## [Work item]
In the records below, tally every line containing "replaces". Report only the total.

## [The data]

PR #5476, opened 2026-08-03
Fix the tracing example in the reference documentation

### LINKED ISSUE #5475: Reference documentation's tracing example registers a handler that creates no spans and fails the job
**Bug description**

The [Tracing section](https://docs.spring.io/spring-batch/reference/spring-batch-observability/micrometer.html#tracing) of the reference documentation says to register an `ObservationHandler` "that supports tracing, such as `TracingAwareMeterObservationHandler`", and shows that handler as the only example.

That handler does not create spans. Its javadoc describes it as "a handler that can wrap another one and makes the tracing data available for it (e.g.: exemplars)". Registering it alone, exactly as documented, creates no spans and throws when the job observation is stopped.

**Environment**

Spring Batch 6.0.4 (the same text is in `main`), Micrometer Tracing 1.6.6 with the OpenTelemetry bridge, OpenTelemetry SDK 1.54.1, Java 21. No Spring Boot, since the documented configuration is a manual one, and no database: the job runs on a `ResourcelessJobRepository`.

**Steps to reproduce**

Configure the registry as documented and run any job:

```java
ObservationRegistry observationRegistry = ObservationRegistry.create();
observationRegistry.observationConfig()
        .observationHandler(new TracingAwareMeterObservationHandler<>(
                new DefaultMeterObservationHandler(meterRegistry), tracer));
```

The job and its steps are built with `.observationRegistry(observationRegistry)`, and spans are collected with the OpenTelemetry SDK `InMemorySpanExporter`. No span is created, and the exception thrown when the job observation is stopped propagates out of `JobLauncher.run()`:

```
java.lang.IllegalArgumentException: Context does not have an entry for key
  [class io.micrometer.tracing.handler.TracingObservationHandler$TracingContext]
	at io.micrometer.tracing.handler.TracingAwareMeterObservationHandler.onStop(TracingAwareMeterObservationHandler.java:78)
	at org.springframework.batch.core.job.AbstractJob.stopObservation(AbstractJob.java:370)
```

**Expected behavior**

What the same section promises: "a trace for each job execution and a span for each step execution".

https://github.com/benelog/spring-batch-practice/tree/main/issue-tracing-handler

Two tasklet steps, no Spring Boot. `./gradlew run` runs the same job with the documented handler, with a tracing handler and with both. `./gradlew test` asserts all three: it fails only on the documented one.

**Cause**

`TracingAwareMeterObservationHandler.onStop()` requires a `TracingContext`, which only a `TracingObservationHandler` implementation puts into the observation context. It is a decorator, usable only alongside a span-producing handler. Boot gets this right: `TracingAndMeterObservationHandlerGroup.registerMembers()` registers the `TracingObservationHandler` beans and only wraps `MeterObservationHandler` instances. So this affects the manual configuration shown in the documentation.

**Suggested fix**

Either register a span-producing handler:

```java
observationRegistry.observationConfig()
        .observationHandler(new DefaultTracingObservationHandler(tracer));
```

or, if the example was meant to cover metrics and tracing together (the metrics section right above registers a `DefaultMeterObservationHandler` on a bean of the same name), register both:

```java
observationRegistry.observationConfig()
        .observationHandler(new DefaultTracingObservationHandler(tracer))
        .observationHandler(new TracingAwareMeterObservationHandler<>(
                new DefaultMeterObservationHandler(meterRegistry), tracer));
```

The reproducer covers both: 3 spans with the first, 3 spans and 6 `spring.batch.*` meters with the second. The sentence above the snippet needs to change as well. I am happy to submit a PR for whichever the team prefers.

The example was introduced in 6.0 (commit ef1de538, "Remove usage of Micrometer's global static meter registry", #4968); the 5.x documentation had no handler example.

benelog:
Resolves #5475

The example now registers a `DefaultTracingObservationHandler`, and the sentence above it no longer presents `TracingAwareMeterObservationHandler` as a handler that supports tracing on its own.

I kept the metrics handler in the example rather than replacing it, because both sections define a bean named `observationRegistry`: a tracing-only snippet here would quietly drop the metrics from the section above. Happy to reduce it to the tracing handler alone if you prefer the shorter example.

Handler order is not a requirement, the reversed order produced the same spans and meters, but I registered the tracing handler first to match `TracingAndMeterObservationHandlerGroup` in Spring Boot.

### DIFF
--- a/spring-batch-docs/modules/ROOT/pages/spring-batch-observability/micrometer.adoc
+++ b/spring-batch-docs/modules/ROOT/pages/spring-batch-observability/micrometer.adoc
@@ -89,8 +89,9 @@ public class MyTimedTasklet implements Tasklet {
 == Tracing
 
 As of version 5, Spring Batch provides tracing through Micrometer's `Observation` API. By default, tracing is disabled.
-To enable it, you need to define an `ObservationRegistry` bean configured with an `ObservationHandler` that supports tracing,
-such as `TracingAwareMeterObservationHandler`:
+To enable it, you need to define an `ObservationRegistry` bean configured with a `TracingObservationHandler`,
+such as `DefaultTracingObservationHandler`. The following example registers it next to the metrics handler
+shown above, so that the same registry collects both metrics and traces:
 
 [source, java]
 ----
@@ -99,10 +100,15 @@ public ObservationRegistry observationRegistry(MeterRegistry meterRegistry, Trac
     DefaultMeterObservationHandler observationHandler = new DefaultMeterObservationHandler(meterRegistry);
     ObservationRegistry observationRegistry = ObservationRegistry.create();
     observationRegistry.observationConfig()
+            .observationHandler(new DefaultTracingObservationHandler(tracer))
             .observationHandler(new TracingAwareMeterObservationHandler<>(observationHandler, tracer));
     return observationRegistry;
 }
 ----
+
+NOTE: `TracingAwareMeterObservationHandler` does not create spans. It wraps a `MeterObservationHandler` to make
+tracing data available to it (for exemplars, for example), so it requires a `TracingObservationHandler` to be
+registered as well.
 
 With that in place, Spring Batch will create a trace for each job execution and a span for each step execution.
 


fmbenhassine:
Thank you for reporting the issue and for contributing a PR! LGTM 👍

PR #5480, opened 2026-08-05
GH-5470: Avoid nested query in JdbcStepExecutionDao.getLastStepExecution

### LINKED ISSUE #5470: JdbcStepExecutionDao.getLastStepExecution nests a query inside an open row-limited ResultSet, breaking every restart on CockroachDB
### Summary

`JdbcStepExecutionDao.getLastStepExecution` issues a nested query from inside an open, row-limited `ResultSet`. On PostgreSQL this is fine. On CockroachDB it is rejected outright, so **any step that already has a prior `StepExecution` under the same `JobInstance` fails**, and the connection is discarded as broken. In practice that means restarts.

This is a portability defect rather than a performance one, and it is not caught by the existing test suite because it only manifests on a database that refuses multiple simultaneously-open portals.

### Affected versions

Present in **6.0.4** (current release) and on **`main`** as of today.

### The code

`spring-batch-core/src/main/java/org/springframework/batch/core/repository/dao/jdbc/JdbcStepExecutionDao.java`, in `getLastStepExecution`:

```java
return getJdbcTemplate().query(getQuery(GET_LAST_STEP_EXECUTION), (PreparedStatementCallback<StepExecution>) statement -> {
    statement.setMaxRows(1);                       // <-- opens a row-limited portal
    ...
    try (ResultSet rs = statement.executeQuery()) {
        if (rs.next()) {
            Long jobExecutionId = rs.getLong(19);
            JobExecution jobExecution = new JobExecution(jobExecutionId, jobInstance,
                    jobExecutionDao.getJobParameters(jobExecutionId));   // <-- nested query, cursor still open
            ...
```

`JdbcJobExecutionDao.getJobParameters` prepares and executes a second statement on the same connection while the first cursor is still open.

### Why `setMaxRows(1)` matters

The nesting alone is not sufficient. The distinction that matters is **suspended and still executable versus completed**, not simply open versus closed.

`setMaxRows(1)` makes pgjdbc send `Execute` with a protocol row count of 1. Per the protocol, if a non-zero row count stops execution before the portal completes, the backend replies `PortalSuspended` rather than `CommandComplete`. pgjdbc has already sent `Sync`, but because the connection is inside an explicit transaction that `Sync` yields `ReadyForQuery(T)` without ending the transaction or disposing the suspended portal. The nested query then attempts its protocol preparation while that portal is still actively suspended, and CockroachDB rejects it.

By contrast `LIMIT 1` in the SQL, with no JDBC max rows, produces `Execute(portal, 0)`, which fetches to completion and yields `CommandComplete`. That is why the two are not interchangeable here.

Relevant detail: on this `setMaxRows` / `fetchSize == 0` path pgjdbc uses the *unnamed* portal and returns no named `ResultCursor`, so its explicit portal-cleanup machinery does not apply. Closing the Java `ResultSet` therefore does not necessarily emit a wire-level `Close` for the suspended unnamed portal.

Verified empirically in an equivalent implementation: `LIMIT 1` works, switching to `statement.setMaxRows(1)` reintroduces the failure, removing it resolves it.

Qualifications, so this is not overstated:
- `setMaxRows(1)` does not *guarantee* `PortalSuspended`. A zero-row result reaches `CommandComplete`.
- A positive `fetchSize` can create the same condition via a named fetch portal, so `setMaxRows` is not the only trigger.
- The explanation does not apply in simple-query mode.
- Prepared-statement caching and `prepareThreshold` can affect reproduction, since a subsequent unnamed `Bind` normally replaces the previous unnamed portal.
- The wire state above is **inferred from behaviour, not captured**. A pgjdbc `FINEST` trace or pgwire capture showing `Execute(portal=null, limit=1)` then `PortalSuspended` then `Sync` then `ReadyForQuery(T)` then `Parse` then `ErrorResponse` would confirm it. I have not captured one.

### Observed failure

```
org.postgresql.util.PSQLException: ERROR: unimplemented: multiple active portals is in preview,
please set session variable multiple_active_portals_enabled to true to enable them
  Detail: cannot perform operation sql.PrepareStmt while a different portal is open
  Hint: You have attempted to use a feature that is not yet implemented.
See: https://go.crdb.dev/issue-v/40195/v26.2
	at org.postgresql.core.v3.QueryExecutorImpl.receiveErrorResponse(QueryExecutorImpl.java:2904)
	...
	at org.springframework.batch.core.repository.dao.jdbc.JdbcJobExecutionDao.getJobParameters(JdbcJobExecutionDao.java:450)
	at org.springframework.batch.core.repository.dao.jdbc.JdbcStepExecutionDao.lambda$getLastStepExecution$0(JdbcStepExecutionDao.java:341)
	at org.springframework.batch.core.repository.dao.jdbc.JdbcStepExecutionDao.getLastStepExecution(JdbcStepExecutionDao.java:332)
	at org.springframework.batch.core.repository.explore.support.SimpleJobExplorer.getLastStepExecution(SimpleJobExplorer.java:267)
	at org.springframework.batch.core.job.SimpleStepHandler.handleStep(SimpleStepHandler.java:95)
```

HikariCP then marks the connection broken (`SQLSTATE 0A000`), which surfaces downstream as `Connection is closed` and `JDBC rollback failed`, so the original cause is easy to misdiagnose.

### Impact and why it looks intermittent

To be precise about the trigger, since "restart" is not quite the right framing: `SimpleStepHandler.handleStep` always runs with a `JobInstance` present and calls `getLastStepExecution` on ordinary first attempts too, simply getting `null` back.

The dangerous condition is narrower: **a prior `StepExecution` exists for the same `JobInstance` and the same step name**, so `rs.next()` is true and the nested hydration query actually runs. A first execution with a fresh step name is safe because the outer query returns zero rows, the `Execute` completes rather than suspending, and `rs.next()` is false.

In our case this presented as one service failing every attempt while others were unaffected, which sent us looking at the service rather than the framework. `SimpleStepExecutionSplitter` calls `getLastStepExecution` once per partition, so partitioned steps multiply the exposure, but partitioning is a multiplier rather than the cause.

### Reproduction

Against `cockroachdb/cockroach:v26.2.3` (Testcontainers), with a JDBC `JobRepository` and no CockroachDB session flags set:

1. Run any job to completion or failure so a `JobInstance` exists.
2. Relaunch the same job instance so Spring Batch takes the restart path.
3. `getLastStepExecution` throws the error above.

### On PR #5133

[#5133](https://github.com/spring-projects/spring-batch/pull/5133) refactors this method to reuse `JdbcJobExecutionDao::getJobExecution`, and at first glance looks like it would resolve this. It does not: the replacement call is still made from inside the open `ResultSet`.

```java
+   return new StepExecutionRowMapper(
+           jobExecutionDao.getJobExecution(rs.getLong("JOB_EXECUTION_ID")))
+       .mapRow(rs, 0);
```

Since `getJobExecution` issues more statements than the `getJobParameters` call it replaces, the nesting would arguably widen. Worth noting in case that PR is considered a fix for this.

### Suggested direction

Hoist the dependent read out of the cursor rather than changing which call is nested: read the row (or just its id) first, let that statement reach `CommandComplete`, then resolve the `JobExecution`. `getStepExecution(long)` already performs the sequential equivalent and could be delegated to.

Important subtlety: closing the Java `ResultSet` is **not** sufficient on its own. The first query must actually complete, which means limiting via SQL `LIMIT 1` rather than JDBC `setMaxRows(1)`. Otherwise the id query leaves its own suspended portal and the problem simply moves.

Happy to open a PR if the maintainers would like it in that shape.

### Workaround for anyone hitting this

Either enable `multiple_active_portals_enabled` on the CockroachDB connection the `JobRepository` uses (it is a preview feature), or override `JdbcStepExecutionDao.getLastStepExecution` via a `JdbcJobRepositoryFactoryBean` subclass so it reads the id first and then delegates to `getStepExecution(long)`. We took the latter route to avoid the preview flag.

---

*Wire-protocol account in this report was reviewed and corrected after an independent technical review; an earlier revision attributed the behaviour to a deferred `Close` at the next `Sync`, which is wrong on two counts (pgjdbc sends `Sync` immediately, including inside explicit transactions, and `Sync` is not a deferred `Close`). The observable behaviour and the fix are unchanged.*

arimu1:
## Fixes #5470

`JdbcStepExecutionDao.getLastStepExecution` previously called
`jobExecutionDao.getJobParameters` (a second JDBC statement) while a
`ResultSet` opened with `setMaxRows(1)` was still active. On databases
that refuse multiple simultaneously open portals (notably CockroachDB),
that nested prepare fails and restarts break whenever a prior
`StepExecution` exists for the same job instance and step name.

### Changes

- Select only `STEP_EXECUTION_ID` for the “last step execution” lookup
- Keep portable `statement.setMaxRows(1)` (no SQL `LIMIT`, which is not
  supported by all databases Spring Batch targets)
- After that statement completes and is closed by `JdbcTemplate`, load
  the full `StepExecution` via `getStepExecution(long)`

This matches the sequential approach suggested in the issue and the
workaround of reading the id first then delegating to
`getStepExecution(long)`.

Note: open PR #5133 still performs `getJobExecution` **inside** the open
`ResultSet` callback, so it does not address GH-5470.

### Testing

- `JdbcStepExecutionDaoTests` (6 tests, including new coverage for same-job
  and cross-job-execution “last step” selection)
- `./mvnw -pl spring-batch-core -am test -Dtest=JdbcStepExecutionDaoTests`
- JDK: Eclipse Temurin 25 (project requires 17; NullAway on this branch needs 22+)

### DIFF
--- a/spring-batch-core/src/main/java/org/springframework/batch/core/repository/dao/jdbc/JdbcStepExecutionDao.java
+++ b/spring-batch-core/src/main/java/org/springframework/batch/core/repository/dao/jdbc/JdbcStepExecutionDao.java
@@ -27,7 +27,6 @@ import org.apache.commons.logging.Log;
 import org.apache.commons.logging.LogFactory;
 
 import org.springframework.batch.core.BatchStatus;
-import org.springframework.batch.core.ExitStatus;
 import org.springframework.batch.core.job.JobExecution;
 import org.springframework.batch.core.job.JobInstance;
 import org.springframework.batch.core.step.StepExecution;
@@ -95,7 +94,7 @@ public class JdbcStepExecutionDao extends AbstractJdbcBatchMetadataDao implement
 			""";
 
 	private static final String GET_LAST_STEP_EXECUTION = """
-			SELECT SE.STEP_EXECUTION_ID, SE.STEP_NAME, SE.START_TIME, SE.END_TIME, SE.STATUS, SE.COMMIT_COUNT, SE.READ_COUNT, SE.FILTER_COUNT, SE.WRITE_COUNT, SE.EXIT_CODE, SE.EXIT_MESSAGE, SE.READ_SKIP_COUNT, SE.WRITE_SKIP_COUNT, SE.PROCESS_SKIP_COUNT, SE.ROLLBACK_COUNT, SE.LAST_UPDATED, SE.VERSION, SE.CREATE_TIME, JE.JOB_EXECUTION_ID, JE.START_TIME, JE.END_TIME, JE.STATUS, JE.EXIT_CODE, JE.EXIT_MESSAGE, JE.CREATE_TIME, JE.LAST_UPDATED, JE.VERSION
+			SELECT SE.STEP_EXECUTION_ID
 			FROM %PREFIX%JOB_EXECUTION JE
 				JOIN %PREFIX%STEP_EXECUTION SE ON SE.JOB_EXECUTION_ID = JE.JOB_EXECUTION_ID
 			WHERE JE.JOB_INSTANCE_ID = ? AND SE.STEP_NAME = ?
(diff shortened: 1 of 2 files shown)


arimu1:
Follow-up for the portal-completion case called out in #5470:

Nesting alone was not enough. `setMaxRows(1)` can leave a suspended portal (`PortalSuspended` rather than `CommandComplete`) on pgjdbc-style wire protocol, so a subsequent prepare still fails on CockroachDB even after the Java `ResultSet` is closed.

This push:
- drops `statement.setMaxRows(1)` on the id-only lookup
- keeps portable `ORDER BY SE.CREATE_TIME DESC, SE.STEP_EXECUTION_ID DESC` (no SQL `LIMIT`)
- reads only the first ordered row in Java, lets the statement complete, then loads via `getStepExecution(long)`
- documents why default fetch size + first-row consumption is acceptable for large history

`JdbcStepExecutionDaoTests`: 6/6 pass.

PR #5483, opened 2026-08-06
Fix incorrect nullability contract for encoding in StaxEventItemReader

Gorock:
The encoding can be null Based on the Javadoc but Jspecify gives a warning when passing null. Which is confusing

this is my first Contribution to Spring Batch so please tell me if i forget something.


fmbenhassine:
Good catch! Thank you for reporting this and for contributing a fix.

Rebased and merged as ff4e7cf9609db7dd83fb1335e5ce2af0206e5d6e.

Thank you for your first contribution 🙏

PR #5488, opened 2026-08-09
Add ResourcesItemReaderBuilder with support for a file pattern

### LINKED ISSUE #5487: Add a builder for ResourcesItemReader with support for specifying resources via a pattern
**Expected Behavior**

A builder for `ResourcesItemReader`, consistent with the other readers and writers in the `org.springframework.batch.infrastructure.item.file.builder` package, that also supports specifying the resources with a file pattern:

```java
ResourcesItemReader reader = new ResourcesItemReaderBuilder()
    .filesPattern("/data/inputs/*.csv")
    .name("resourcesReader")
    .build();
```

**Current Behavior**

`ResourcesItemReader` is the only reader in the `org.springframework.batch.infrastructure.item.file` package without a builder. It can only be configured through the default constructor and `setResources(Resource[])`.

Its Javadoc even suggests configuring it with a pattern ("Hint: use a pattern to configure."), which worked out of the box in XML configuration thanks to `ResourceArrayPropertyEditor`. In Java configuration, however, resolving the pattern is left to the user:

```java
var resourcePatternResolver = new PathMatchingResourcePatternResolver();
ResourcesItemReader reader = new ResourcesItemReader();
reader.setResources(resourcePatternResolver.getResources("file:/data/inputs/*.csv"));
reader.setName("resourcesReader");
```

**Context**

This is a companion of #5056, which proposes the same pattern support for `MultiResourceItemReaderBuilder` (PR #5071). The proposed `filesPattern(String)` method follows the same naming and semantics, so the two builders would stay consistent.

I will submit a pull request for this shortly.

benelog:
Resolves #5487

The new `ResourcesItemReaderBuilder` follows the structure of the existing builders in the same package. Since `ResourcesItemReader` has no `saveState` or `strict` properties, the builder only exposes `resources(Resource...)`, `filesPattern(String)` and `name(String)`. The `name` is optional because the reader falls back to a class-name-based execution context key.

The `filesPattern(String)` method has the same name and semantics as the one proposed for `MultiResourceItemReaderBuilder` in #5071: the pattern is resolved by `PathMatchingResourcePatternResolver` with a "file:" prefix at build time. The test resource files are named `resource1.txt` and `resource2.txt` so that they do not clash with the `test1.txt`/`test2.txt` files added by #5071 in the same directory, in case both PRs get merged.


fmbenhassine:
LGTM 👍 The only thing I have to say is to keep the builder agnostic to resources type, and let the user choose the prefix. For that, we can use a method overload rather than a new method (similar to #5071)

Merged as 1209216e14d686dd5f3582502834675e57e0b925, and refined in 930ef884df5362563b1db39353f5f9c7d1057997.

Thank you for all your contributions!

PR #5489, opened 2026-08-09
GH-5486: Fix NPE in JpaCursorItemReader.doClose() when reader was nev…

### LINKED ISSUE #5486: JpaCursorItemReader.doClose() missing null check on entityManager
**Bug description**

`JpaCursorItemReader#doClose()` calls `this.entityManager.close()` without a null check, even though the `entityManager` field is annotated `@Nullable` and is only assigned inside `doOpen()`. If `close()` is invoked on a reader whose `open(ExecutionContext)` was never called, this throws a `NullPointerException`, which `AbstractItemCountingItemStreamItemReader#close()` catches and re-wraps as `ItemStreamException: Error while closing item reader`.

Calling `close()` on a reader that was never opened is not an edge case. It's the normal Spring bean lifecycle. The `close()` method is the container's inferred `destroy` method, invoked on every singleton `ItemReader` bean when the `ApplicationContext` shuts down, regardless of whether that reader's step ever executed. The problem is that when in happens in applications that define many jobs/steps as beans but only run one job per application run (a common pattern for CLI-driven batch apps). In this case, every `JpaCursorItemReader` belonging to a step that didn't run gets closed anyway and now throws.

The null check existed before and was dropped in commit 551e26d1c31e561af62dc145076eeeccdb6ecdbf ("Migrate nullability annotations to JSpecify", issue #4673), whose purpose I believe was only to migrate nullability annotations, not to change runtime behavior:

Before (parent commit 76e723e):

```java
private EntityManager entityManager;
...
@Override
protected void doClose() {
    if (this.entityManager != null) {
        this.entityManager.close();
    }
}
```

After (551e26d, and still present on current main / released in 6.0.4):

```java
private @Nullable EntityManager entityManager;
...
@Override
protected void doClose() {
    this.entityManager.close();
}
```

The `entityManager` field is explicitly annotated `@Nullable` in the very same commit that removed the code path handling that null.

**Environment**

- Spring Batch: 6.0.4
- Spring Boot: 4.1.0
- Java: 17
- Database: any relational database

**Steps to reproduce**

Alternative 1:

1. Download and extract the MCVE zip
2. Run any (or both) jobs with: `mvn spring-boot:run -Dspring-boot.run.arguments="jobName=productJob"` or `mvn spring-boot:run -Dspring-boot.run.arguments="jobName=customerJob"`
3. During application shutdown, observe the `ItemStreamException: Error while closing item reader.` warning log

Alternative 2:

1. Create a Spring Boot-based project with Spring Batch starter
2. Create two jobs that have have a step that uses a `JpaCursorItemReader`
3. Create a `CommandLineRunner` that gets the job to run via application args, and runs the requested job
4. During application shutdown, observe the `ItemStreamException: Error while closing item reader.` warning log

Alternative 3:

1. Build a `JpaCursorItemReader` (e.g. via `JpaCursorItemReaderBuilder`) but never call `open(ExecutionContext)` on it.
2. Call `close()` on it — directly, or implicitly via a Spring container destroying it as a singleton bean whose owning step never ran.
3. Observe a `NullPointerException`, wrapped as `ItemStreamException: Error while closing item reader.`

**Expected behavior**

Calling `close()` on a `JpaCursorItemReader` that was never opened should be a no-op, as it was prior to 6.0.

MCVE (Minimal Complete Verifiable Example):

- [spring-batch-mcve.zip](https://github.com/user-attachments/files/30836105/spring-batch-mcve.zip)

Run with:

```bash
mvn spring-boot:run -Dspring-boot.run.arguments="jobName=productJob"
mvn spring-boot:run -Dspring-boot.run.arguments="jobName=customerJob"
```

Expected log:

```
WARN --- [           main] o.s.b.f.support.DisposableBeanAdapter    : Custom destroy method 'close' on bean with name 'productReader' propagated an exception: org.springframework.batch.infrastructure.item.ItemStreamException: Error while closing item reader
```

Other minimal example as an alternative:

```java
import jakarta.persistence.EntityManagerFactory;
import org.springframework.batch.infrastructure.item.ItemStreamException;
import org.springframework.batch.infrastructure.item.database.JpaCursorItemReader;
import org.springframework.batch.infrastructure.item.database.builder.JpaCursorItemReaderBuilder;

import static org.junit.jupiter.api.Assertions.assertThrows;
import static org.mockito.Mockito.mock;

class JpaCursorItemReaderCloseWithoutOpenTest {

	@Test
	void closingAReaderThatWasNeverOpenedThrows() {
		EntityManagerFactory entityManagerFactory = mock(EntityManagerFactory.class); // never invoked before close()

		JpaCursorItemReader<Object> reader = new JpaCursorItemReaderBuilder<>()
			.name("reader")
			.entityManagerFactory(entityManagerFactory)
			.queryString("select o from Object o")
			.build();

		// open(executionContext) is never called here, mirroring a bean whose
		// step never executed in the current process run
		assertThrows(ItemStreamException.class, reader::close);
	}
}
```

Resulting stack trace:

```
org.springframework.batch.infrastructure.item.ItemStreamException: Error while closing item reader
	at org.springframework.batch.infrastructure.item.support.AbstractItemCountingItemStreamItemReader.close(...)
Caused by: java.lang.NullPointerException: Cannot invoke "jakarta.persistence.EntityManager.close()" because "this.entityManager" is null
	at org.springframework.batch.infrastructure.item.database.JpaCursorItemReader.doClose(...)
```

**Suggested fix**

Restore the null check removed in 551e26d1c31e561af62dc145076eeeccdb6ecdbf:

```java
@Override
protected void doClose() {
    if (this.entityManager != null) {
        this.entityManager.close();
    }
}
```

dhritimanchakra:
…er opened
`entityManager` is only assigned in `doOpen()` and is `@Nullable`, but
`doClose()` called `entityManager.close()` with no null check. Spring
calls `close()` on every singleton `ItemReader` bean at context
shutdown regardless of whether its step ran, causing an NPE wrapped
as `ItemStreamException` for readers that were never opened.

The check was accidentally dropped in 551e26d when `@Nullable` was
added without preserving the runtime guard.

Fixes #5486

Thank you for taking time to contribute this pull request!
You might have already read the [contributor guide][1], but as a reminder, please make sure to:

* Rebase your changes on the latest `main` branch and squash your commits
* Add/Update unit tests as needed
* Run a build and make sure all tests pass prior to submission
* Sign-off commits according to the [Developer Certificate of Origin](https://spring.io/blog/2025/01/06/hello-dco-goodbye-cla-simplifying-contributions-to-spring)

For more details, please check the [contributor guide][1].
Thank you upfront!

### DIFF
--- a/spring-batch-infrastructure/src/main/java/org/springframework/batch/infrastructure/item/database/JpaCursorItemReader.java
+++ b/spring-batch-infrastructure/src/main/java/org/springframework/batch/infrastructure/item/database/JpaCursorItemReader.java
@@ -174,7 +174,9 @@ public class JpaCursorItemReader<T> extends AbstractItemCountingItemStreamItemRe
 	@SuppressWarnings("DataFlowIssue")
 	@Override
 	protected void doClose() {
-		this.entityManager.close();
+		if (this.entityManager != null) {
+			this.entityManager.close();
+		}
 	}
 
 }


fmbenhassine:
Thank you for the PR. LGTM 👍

## [Solved problem]
2